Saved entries
——
PR #507, opened 2023-11-29
Fix packed array tests

kuruk-mm:
Packed Array Tests were not being executed.

I didn't find a reason for that in the git history. So, it looks like it was a mistake that was not included in the mod.rs.


Bromeon:
Great catch, thanks! 

Could you run rustfmt on the changes and amend your commit? 🙂

GodotRust:
API docs are being generated and will be shortly available at: https://godot-rust.github.io/docs/gdext/pr-507

kuruk-mm:
> Great catch, thanks!
> 
> Could you run rustfmt on the changes and amend your commit? 🙂

Done

Bromeon:
Thanks a lot!

PR #509, opened 2023-11-30
Fix comments with legacy `TypedArray` to `Array`

kuruk-mm:
Simple rename of comments and one error message


GodotRust:
API docs are being generated and will be shortly available at: https://godot-rust.github.io/docs/gdext/pr-509

Bromeon (approved):
Thanks!

(It would also be fine to keep such changes in a separate commit but the same PR, especially if it means less effort for you. But either way is OK 🙂)

PR #512, opened 2023-11-30
Check runtime and compiled Godot versions for compatibility

Bromeon:
Related changes:
- Remove legacy 4.0.x special case with patch == 999.
- Fix UB with reading too far beyond function pointer.
- Fix UB with reading entire struct at once.


GodotRust:
API docs are being generated and will be shortly available at: https://godot-rust.github.io/docs/gdext/pr-512

PR #515, opened 2023-12-01
Less confusing vectors

0awful:
In the example a confusing pattern of setting rotation twice was done. This moves it to a more simple call. It works on my machine.


GodotRust:
API docs are being generated and will be shortly available at: https://godot-rust.github.io/docs/gdext/pr-515

Bromeon:
For the future, please force-push to your existing branch instead of opening a new PR. This keeps conversation and review together and reduces bureaucratric overhead 🙂 thanks!

PR #516, opened 2023-12-01
Fix wasm exports in Godot 4.2

zecozephyr:
As of emscripten 3.1.34 the "modules" property of the dso was renamed to "exports"


GodotRust:
API docs are being generated and will be shortly available at: https://godot-rust.github.io/docs/gdext/pr-516

PR #520, opened 2023-12-02
Use nightly godot4-prebuilt for unit-test and clippy

Bromeon:
This should detect issues that are hidden behind `#[cfg(since_api = "4.x")]` for cases where 4.x is a future (not yet released) version. Until now, clippy and unit tests simply excluded such code.


GodotRust:
API docs are being generated and will be shortly available at: https://godot-rust.github.io/docs/gdext/pr-520

PR #521, opened 2023-12-02
hud-timers

0awful:
This should work, however I'm getting this error only in the examples project. It is working in [my build](https://github.com/0awful/literate-dodge-the-creeps-rust) with effectively [the same code](https://github.com/0awful/literate-dodge-the-creeps-rust/blob/main/src/rust/src/hud.rs#L28)

```
error[E0599]: no method named `create_timer` found for struct `godot::prelude::Gd<SceneTree>` in the current scope
  --> examples/dodge-the-creeps/rust/src/hud.rs:29:55
   |
29 | ....unwrap().create_timer(2.0).unwrap();
   |              ^^^^^^^^^^^^ method not found in `Gd<SceneTree>`
```

### DIFF
--- a/examples/dodge-the-creeps/rust/src/hud.rs
+++ b/examples/dodge-the-creeps/rust/src/hud.rs
@@ -23,9 +23,15 @@ impl Hud {
         timer.start();
     }
 
-    pub fn show_game_over(&self) {
+    pub fn show_game_over(&mut self) {
         self.show_message("Game Over".into());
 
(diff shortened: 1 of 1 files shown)


Bromeon:
Thanks, but can you _please_ not open another pull request each time you make changes to a branch?
You could have pushed to #514 instead.

I mentioned it 3 times now, last time [15 minutes ago](https://github.com/godot-rust/gdext/pull/514#issuecomment-1837195897). And it happend already for #515/#519, where I stated this in both places, too. We have now four pull requests to change less than 5 lines of code.

PR #525, opened 2023-12-04
Make ConvertError: Send + Sync

### LINKED ISSUE #523: `ConvertError` is neither `Send` nor `Sync`
I used `anyhow` as my error handling, and `ConvertError` is not `Send` nor `Sync` breaks my code when updating (commit ID 77e3b958e53e59f19b4d6ef23a83f01eb6304123). There should be no reason `ConvertError` can't be both.

Bromeon:
Instead of a value in a `Box<dyn Debug>`, which cannot really be used except for debug printing,
ConvertError now stores a string containing the Debug repr. `value()` method is now `value_str()`.

Adjusted call-sites to use reference where clones were previously necessary.

Also adds static test for `Send`/`Sync`.

Closes #523.

### DIFF
--- a/godot-core/src/builtin/array.rs
+++ b/godot-core/src/builtin/array.rs
@@ -815,7 +815,7 @@ impl<T: GodotType> GodotFfiVariant for Array<T> {
                 expected: Self::variant_type(),
                 got: variant.get_type(),
             }
-            .into_error(variant.clone()));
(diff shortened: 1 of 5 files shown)


GodotRust:
API docs are being generated and will be shortly available at: https://godot-rust.github.io/docs/gdext/pr-525

PR #969, opened 2024-12-12
Improve docs in `DynGd` (re-enrichment) + Cargo features

### LINKED ISSUE #967: `DynGd` docs are not clear about using `FromGodot`
The [`DynGd` docs](https://godot-rust.github.io/docs/gdext/master/godot/obj/struct.DynGd.html) do not clearly communicate that you can construct a `DynGd` using `FromGodot`. This includes the ability to use it as a method argument. Which is a large reason for `DynGd` to exist.

The section "Construction and API" does not mention that `FromGodot` can be used to construct a `DynGd`. Which is a bit misleading as it may lead one to assume that `[Gd::into_dyn()](https://godot-rust.github.io/docs/gdext/master/godot/obj/struct.Gd.html#method.into_dyn)` (the one constructor that is mentioned) is the only way to construct a `DynGd`.

There is a section "Polymorphic `dyn` re-enrichment" which explains how the `FromGodot` implementation is able to construct the `DynGd`, but it doesn't mention (except as a minor comment "You now receive a `DynGd<RefCounted, dyn Health>`" which implies that it's usable as a method argument) that you use `FromGodot` to perform this re-enrichment.

There should also be example showing this use-case.

Bromeon:
Closes #967.

### DIFF
--- a/godot-core/src/obj/dyn_gd.rs
+++ b/godot-core/src/obj/dyn_gd.rs
@@ -25,6 +25,7 @@ use std::{fmt, ops};
 /// [`#[godot_dyn]`](../register/attr.godot_dyn.html) attribute macro.
 ///
 /// # Construction and API
+///
 /// You can convert between `Gd` and `DynGd` using [`Gd::into_dyn()`] and [`DynGd::into_gd()`]. The former sometimes needs an explicit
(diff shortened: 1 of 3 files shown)


GodotRust:
API docs are being generated and will be shortly available at: https://godot-rust.github.io/docs/gdext/pr-969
——
__EXERCISE__:
With the first line of the records as the start and the line holding "available at: https://godot-rust.github.io/docs/gdext/pr-509" as the end, please copy exactly those lines and no others.

__SOLUTION__:
PR #507, opened 2023-11-29
Fix packed array tests

kuruk-mm:
Packed Array Tests were not being executed.

I didn't find a reason for that in the git history. So, it looks like it was a mistake that was not included in the mod.rs.


Bromeon:
Great catch, thanks! 

Could you run rustfmt on the changes and amend your commit? 🙂

GodotRust:
API docs are being generated and will be shortly available at: https://godot-rust.github.io/docs/gdext/pr-507

kuruk-mm:
> Great catch, thanks!
> 
> Could you run rustfmt on the changes and amend your commit? 🙂

Done

Bromeon:
Thanks a lot!

PR #509, opened 2023-11-30
Fix comments with legacy `TypedArray` to `Array`

kuruk-mm:
Simple rename of comments and one error message


GodotRust:
API docs are being generated and will be shortly available at: https://godot-rust.github.io/docs/gdext/pr-509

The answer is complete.